The hard question: where is the world going as a dad? (56:50) Noah wrestles with an existential anxiety that’s intensified since becoming a father: “Where is the world going?” It’s a question that gives him anxiety, burning in the background all the time. He doesn’t have an answer to the future except this: “Jesus will return and Jesus will be victorious and all the things that I’m worrying about right now there will be a coming age of the kingdom of God.” How much control does he have over big tech, governments, wars—or even his own life? He has to run to Jesus multiple times a week, sometimes multiple times a night lying in bed. The only anchor is trusting the one who holds the future.
* You’re not apathetic just because you can’t change everything. (1:00:39) Matt shares his struggle with indifference in the face of massive problems—if he can’t solve world-scale issues, why try? Noah pushes back: “You do have an ability to make change through your individual life.” There’s a desire in our culture—fueled by social media and overwhelming information—to become apathetic. “I can’t change, so why even try.” But there’s something deeply Christian about saying: “The kingdom of heaven is now. So I should take action. I should be moving as a father, as a brother, as a sister, as somebody in this world who needs to bring righteousness and justice into the world.” Even small individual action matters. Apathy isn’t faithfulness.
* Your small daily decisions shape where the world is going. (1:00:13) Matt connects the big question to the small one: “It’s all related to the same—where is the world going? Oh, it is going in the direction of the decisions that I make today about my family.” When he pulls the scope out, he realizes: if he wants to see change in the world, it starts with being the example of that change. We learn by the habits of people around us. If you want your kids to embody something, you have to live it. The Holy Spirit does the work, but your daily choices create the soil where growth happens. The world’s trajectory is shaped by millions of small, faithful decisions.
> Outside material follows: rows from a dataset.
PR #1411, opened 2024-07-24
feat: add container to StartProfile

dominik-stumpf:


next.config.js
```diff
@@ -88,6 +88,9 @@ const nextConfig = {
       {
         hostname: "og.link3.to",
       },
+      {
```
BrickheadJohnny, line 91: why do we need this? 👀

src/app/(marketing)/create-profile/_components/StartProfile.tsx
```diff
@@ -9,119 +11,211 @@ import {
...
     },
     mode: "onTouched",
   })
 
-  function onSubmit(values: z.infer<typeof formSchema>) {
-    console.log(values)
+  const createProfile = useCreateProfile()
+  async function onSubmit(values: z.infer<typeof profileSchema>) {
+    createProfile.onSubmit(values)
+    console.log("onSubmit", values)
```
BrickheadJohnny, line 65: We can remove this `console.log`

src/app/(marketing)/create-profile/_components/StartProfile.tsx
```diff
@@ -9,119 +11,211 @@ import {
...
+        description: error,
+      })
+    },
+  })
+
+  const [uploadProgress, setUploadProgress] = useState(0)
+  const { isDragActive, fileRejections, getRootProps } = useDropzone({
+    multiple: false,
+    noClick: false,
+    maxSizeMb: 4,
```
BrickheadJohnny, line 84: Let's just leave it on the default file size (afaik it's 5MB, but it'll fallback to that value if you don't specify the `maxSizeMb` prop). I'm pretty sure we'll get a feedback to increase it later. :D

src/app/(marketing)/create-profile/_components/StartProfile.tsx
```diff
@@ -9,119 +11,211 @@ import {
...
+    onDrop: (acceptedFiles) => {
+      if (!acceptedFiles[0]) return
+      onUpload({
+        data: [acceptedFiles[0]],
+        onProgress: setUploadProgress,
+      })
+    },
+  })
+
+  useEffect(() => {
```
BrickheadJohnny, line 94: Could we use `useDropZone`'s `onError` instead? That seems a bit cleaner to me.

src/app/(marketing)/create-profile/_components/StartProfile.tsx
```diff
@@ -9,119 +11,211 @@ import {
...
-          </ConnectFarcasterButton>
 
-          <Button variant="ghost">
-            I don't have a Farcaster profile
-            <ArrowRight weight="bold" />
-          </Button>
-        </>
-      )}
+              <Button
+                variant="ghost"
```
BrickheadJohnny, line 171: This could be a "link" variant

src/v2/components/Confetti.tsx
```diff
@@ -0,0 +1,101 @@
...
+        audioRef.current?.play()
+        return null
+      }
+      return confetti()
+    }
+    confettiClosure.reset = confetti.reset
+    confettiRef.current = confettiClosure
+  }
+  return (
+    <ConfettiContext.Provider value={confettiRef}>
```
BrickheadJohnny, line 88: I think we could provide a simple `playConfetti()` function instead of `confettiRef` here which we could simply call anywhere, so we wouldn't need to call `confetti.current?.()` (with optional chaining)

src/v2/components/Confetti.tsx
```diff
@@ -0,0 +1,101 @@
...
+}
+
+export const ConfettiProvider = ({ children }: PropsWithChildren) => {
+  const confettiRef = useRef<TCanvasConfettiInstance>()
+  const audioRef = useRef<HTMLAudioElement>(null)
+  const onInitHandler = ({ confetti }: { confetti: TCanvasConfettiInstance }) => {
+    const confettiClosure = async (...args: Parameters<typeof confetti>) => {
+      if (args[0] === undefined) {
+        doubleConfetti(confetti)
+        audioRef.current?.play()
```
BrickheadJohnny, line 79: The sound is a bit much to me, idk what's your opinion on that hehe :D Maybe we should get feedback on that from the rest of the team!

BrickheadJohnny (commented):
Left some feedback ;)
Also, please make sure to handle the case when an unauthenticated user visits the page. I think we can display a connect wallet button (on step 1, instead of the Farcaster-related buttons) until the user is not connected to Guild. You can see a similar approach on the `/create-guild` page.

next.config.js
dominik-stumpf: This is the image provider from Farcaster.

src/app/(marketing)/create-profile/_components/StartProfile.tsx
```diff
@@ -9,119 +11,211 @@ import {
...
+        toast({
+          variant: "error",
+          title: `Failed to upload file "${file.name}"`,
+          description: error.message,
+        })
+      }
+    }
+  }, [fileRejections])
+
+  let avatarFallBackIcon = <User size={32} />
```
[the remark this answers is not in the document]
dominik-stumpf: Yes the conditionals are quite long and would look a bit messy in the markdown.

src/v2/components/Confetti.tsx
dominik-stumpf: Sure, for now I'm merging the sound, and remove it later, if needed.

src/v2/components/Confetti.tsx
dominik-stumpf: The optional chaining signifies that the confetti isn't always available (it takes time to load), but I will proceed with your suggestion.

src/app/(marketing)/create-profile/_components/StartProfile.tsx
dominik-stumpf: There is no such variant yet. How should it look like? @BrickheadJohnny

dominik-stumpf:
> Oh, and one more thing I noticed after the review: the image uploader doesn't trigger the file picker on click. We should fix that!

It works for me. The issue is maybe because there is no input for the dropzone?

src/app/(marketing)/create-profile/_components/StartProfile.tsx
BrickheadJohnny: It should look like an anchor component actually

BrickheadJohnny:
> > Oh, and one more thing I noticed after the review: the image uploader doesn't trigger the file picker on click. We should fix that!
> 
> It works for me. The issue is maybe because there is no input for the dropzone?
> 
> Merging for now because this is needed elsewhere. We should talk about the remaining issues later!

Okay!
Let's don't forget to remove the "Fill using Farcaster" button on the `profiles-page` branch, I think we don't need that anymore (and I think we can remove the `method` state too)! ;)

PR #1413, opened 2024-07-26
feat: Guild Pin minting E2E test

BrickheadJohnny:
Running the tests agains a Sepolia fork (Anvil) so we can actually run the onchain transactions and write more reliable tests 😎 

I also managed to find a way to use the built-in wagmi mock connector with a viem test client, so I removed our custom solution. :feelsgoodman:


src/v2/hooks/useAutoReconnect.ts
```diff
@@ -66,7 +70,7 @@ const useAutoReconnect = () => {
       connections: new Map(prevState.connections ?? []).set(
         connectorToReconnect.uid,
         {
-          accounts: data.accounts,
+          accounts: data.accounts as readonly [`0x{string}`, ...`0x${string}`[]],
```
cs-balazs, line 73: :nice:

cs-balazs (approved):
Amazing 💯

PR #1414, opened 2024-07-26
resolve circular dependencies

dominik-stumpf:
This PR intends to fix all remaining circular imports

Note: On the first commit, the loop is broken by removed module, which could cause issue in the current requirement creation flow, although it doesn't break anything. This was the easiest way of doing this as the `SelectRolePanel` requires all components.


src/hooks/useSubmit/fuelSign.ts
BrickheadJohnny, line 1: Couldn't we just put it to `src/hooks/useSubmit/utils.ts`? 👀

src/requirements/Form/components/AddFormButton.tsx
```diff
@@ -74,19 +62,6 @@ const AddFormButton = ({ baseFieldPath, isDisabled }) => {
           }}
         />
       )}
-
-      {step === "SELECT_ROLE" && (
```
BrickheadJohnny, line 78: Unfortunately if the user won't add the form to a role as a reward, they won't be able to use it as a requirement neither. I know, this is a pretty strange behaviour, but this change isn't correct because of that :/

dominik-stumpf: Indeed. I have an alternative solution here we should talk about. :wink:

BrickheadJohnny (approved):
🚀

PR #1419, opened 2024-07-29
fix(EditGuildDrawer): validate `eventSources` with Zod

BrickheadJohnny:
Important: this is a hotfix. We'll need to write a proper schema for this form in our types package & use Zod for validating every field in the edit guild form.


dominik-stumpf (approved):
:rocket:

PR #1423, opened 2024-07-31
feat: rework the `Layout` component

BrickheadJohnny:
Changes:
- Every sub-component can handle the `className` (and other props) which we pass to it
- The `LayoutHeadline` component only handles the flex layout, I extracted the `LayoutTitle` component so we can use it separately (we'll need this kind of behaviour on the `/:guildId` page)
- Removed unnecessary nesting in `LayoutMain` & `LayoutFooter`

Cleanup:
- Removed comment blocks
- Removed the `Header` re-export to avoid confusion


src/v2/components/Layout/Layout.tsx
```diff
@@ -1,125 +1,98 @@
...
-
-const LayoutHeadline = ({ title }: LayoutHeadlineProps) => (
-  <LayoutContainer>
-    <h1 className="pt-9 pb-14 font-bold font-display text-4xl text-white tracking-tight sm:text-5xl">
-      {title}
-    </h1>
-  </LayoutContainer>
+const LayoutBanner = ({ className, ...props }: HTMLAttributes<HTMLDivElement>) => (
+  <div
+    className={cn("-z-10 absolute inset-0 overflow-hidden bg-banner", className)}
```
dominik-stumpf, line 46: The banner is meant to be an element defining the area of its background, since not every page requires a `bg-banner`. Should we overwrite the value on the fly?

dominik-stumpf (commented):
Good job with the refactor, what do you think about including each variant of the Layout used in action in a storybook? For example the incoming `/profile` variant, `/create-profile` and the new `/explorer`.

src/v2/components/Layout/Layout.stories.tsx
```diff
@@ -7,24 +8,36 @@ import {
...
 
 export const Static: StoryFn = () => (
   <Layout>
     <LayoutHero>
-      <LayoutBanner>
-        <LayoutBannerBackground />
-      </LayoutBanner>
-      <LayoutHeadline title="Layout title" />
+      <LayoutBanner />
+      <header className="relative flex h-16 w-full items-center justify-between p-2">
```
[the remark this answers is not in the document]
dovalid: I think it's cool to delete, this doesn't provide much value in storybook

src/v2/components/Layout/Layout.tsx
BrickheadJohnny: Yup, that was my idea. Providing a good looking default value here which we can overwrite when needed.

* Suffering can produce great beauty—but that doesn’t make the suffering good. (1:04:31) Noah reflects on Dietrich Bonhoeffer—would we have his books without the Nazis? It’s a hard question. History shows that sometimes suffering produces something profound. “Not to say by the way the genocide is good suffering—like no, evil, wrong—but in the midst of a great tragedy something can be made.” He’s careful to hold the tension: suffering isn’t good, but God can bring beauty out of it. “I have found and history tells that sometimes suffering produces a great thing and the benefit on the other end of it is beautiful.” The pruning is painful, but it produces fruit you wouldn’t have otherwise.
* His wedding day taught him to enjoy fleeting moments. (1:08:49) When asked about a top-of-the-world moment, Noah chooses his wedding day. What it taught him: “Enjoy the moment. Enjoy every moment of it because I would hear all the time it’s fleeting.” Now, years into marriage, he looks back at pictures trying to remember what it felt like. The sweetness of that day is gone in one sense—but the lesson remains. Pay attention. Be present. The moment won’t come back. And for the valley moments? “It will pass. You just have to walk through it. And probably will be painful, but it will pass.”